Contraction of the orbicularis oculi causes a sphincteric closure of the eyelids over the globe. As a result, lines tangent to the muscle project radially. In the lateral orbital area, these radial lines are better known as lateral orbital rhytids or crow′s feet. It should be noted that in addition to its eye closure function, the orbicularis oculi is also the most powerful depressor of the brow.
Lower eyelid lines result from photoaging of eyelid skin. These lines may be accentuated by the underlying orbicularis oculi muscle. However, because the primary function of the orbicularis oculi in this area is closure of the lower eyelid, a fine balance exists between smoothing fine lines and causing ectropion. The muscles involved in facial expression are seen in relation to the overlying skin in Fig. 20.2 .
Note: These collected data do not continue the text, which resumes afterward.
PR #485, opened 2022-02-14
docs: fix docstrings under mlserver.settings

mert-kirpici:
The docstrings above the class fields used to cause broken documentation.
Apparently sphinx expects the docstrings to be under the declaration
lines.

Signed-off-by: Mert Kırpıcı <smertk@gmail.com>

### DIFF
--- a/mlserver/settings.py
+++ b/mlserver/settings.py
@@ -12,35 +12,35 @@ class CORSSettings(BaseSettings):
     class Config:
         env_prefix = ENV_PREFIX_SETTINGS
 
+    allow_origins: Optional[List[str]] = []
     """
     A list of origins that should be permitted to make
     cross-origin requests. E.g. ['https://example.org', 'https://www.example.org'].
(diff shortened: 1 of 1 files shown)


adriangonz:
Great catch @mert-kirpici ! 

Why would they even do that? For extra context, I was also able to find an example from the `autodoc_pydantic` module which  confirms that this is the right way to document fields:

https://autodoc-pydantic.readthedocs.io/en/stable/users/examples.html

mert-kirpici:
@adriangonz 
> https://autodoc-pydantic.readthedocs.io/en/stable/users/examples.html

I hadn't seen this :) thanks!

Do you think this change is causing the unsuccessful checks? Seems like they're unrelated to me but cannot tell what's going on

adriangonz:
Good point @mert-kirpici, I think they may be caused by a flaky test in there.  I'll re-run them and that should hopefully sort it out. :+1:

PR #488, opened 2022-02-17
More accurate REST/gRPC response status codes for errors

njhill:
Currently MLServer returns a 400 HTTP response or `INVALID_ARGUMENT` gRPC response in all error cases. It would be useful to distinguish between different classes of error, in particular indicating the model-not-found case with a 404 or gRPC `NOT_FOUND` status. Model-mesh uses `NOT_FOUND` to take corrective action i.e. re-load the model in question if necessary.

I kept the default value as 400 for `MLServerError` subclasses that don't provide a specific code, but maybe something else like 500 would be more appropriate?

Note that this is affected by https://github.com/SeldonIO/MLServer/pull/487 but I can fix this one up after that's merged.

### DIFF
--- a/mlserver/errors.py
+++ b/mlserver/errors.py
@@ -32,4 +32,6 @@ class InferenceError(MLServerError):
 
 class ModelParametersMissing(MLServerError):
     def __init__(self, model_name: str):
-        super().__init__(f"Parameters missing for model {model_name}", status.HTTP_400_BAD_REQUEST)
+        super().__init__(
+            f"Parameters missing for model {model_name}", status.HTTP_400_BAD_REQUEST
+        )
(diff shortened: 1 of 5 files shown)


adriangonz:
Hey @njhill, that's a great point.

When we initially implemented this, we decided to go this route due to the lack of details on the V2 Protocol spec (and then come back to it at some point later in time). However, I totally agree that the error codes should be more explicit. At least for the "easy" ones, like the `404` / `Model X not found`.

Do you know whether Triton follows some kind of convention for these? Ideally, the end goal would be to update the V2 spec to ensure everyone aligns with a particular set of error codes.

njhill:
@adriangonz the test failure is only on 3.7 and doesn't appear to be related to these changes?

adriangonz:
Good point @njhill , it seems that we've got a flaky test there (unrelated to this PR as you say). I've kicked off the tests again - they should pass this time.

PR #489, opened 2022-02-20
Fix docs for adaptive batching

dinever:
Signed-off-by: Peixuan Ding <dingpeixuan911@gmail.com>

Hi, Thanks for creating this tool! I've been exploring this over the weekend and found a few mistakes in the docs.

Apparently, the fields for adaptive batching are called `max_batch_...` instead of `maximum_batch_...`, see the code below:

https://github.com/SeldonIO/MLServer/blob/a4ea7cb6d85cc696db2b042c0e7ce0a2950760e8/mlserver/settings.py#L147-L152

Thanks!


adriangonz (approved):
That's a great spot @dinever ! Thanks a lot for correcting those.

This should be good to once we get a green light from the tests. :+1:

PR #504, opened 2022-02-28
Use dtype in the request to create input DataFrame

kspitale:
While testing MLServer in Seldon Core, I discovered a bug due to which the datatype sent in the request input is not used to create the dataframe. Instead it uses the default data types in Pandas which do not include `int32`. This PR proposes a fix for this bug. 

The change has been tested using unit tests and locally by running mlserver. 

Related slack thread - https://seldondev.slack.com/archives/C8Y9A8G0Y/p1645517701847759?thread_ts=1645093614.150229&cid=C8Y9A8G0Y

### DIFF
--- a/mlserver/codecs/numpy.py
+++ b/mlserver/codecs/numpy.py
@@ -30,7 +30,7 @@ _NumpyToDatatype["object"] = "BYTES"
 _NumpyToDatatype["S"] = "BYTES"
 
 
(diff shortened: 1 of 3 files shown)


kspitale:
Fixed indentation in unit tests

adriangonz (approved):
Looks great @kspitale! Massive thanks again for putting the effort to debug, diagnose and fix the issue! :+1:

Although nasal appearance is largely determined by bony and cartilaginous architecture, muscular anatomy can cause subtle aesthetic problems. A principal muscle on the nasal midvault is the paired, fan-shaped nasalis. Originating at the inferior nasal pyriform aperture, it travels transversely to insert into the aponeurosis of the contralateral muscle.3
Contraction results in “bunny lines.” The depressor septi is an unpaired muscle at the base of the nose innervated by the buccal branch of the facial nerve. Arising from the incisive fossa of the maxilla, it inserts into the caudal septum. Its function is to constrict the nares. However, in doing this, the muscle also brings the nasal tip inferiorly (droopy nasal tip), particularly with a smile. As such, it has been postulated that its transection during rhinoplasty can help to alleviate the “smiling deformity.”8
Similar to the orbicularis oculi, the orbicularis oris functions as a sphincteric muscle encircling the mouth. Contraction of this muscle closes, protrudes, and purses the lips. The upper lip segment inserts into the maxilla just superior to the canine, and the lower lip segment originates on the mandible just lateral to the mentalis. Laterally, the orbicularis oris interdigitates with the depressor anguli oris (DAO) inferiorly and the risorius at the oral commissure.9 Because of its sphincteric function, radial lip lines can result, often called smokers’ lines, though most patients exhibiting them do not have a history of smoking. These lines can become particularly apparent in females as lipstick can bleed into the depths of the lip lines.
The DAO originates at the oblique line of the mandible and inserts at the modiolus of each oral commissure. The DAO′s contraction pulls the oral commissures inferiorly and can cause a chronic downturned commissure resulting in a frowning appearance. Its opposing muscles are the risorius and zygomaticus major, which serve to elevate the oral commissure.